• Exercise brief
The lines from the start of the listing through the line containing "To fix this" should be printed exactly, and no other lines should be printed.

• The data
PR #1832, opened 2022-11-19
CodeMirror syntax highlighting match multiple digits for lists.

somiaj:
This is a small adjustment to match https://github.com/openwebwork/pg/pull/750, so the syntax highlighter will match numeric lists created with multiple digits. Also adds l and L to roman numeral lists, which was missing.


pstaabp (approved):
Looks good.  I'm not sure I want to write a problem with L (50) parts, but ...

drgrice1 (approved):
This looks good.

PR #1833, opened 2022-11-21
Fix the showHintsAfter setting for old style problem list files

drgrice1:
I didn't test this for version 1 type problem list set definition files when I added the showHintsAfter setting, and of course it doesn't work. The showHintsAfter setting is guaranteed to not be in any of these files, and so the setting ends up being set to the empty string.  The old style list format doesn't fill in defaults, and so the empty string is put into the database.  The database interprets this as a null value and croaks since the column is not null.

To fix this the method for parsing the old style lists just needs to use the default value from the conf files.

To test this try to import one of these old style problem set list files (for example `Contrib/Michigan/gateways/calIIentr/setchain_rule.def`).  Without the current develop branch you will get the error "DBD::MariaDB::st execute failed: Column 'showHintsAfter' cannot be null".  With this pull request the set will import correctly.

### DIFF
--- a/lib/WeBWorK/ContentGenerator/Instructor/ProblemSetList.pm
+++ b/lib/WeBWorK/ContentGenerator/Instructor/ProblemSetList.pm
@@ -2168,14 +2168,14 @@ sub readSetDef {
 				push(
 					@problemData,
 					{
-						source_file    => $name,
-						value          => $weight,
-						max_attempts   => $attemptLimit,
-						showMeAnother  => $showMeAnother,
-						showHintsAfter => $showHintsAfter,
-						# use default since it's not going to be in the file
-						prPeriod     => $prPeriod_default,
-						continuation => $continueFlag,
+						source_file   => $name,
+						value         => $weight,
+						max_attempts  => $attemptLimit,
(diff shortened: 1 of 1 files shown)


pstaabp:
This PR fixes the database error listed.  

I also tried to load this in the Library Browser and get a separate error:
```
can not open /opt/webwork/courses/staab_course/templates/../../../problembanks/gateways/derivative/topic_chain_rule/prob1.pg: No such file or directory at /opt/webwork/webwork2/lib/WeBWorK/Utils/Tags.pm line 214.
```

It seems like this (and nearly all of the sets inside the `Contrib/Michigan` directory) point to this directory.  These probably shouldn't be in the OPL since it reads a directory outside the OPL. I don't know if there is anything else we should do with this.

pstaabp (approved):

drgrice1:
So that is a separate issue, but I agree that those set definition files that point to problems not in the OPL directory should not be in the OPL.  In my opinion, all of the set definition files in the OPL should be removed.  The OPL should be problems only.

drdrew42 (approved):

PR #1839, opened 2022-11-24
Rename Docker stage 1 image for develop (to become 2.18) to avoid conflict with that from WW 2.17

taniwallach:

• Output below
PR #1832, opened 2022-11-19
CodeMirror syntax highlighting match multiple digits for lists.

somiaj:
This is a small adjustment to match https://github.com/openwebwork/pg/pull/750, so the syntax highlighter will match numeric lists created with multiple digits. Also adds l and L to roman numeral lists, which was missing.


pstaabp (approved):
Looks good.  I'm not sure I want to write a problem with L (50) parts, but ...

drgrice1 (approved):
This looks good.

PR #1833, opened 2022-11-21
Fix the showHintsAfter setting for old style problem list files

drgrice1:
I didn't test this for version 1 type problem list set definition files when I added the showHintsAfter setting, and of course it doesn't work. The showHintsAfter setting is guaranteed to not be in any of these files, and so the setting ends up being set to the empty string.  The old style list format doesn't fill in defaults, and so the empty string is put into the database.  The database interprets this as a null value and croaks since the column is not null.

To fix this the method for parsing the old style lists just needs to use the default value from the conf files.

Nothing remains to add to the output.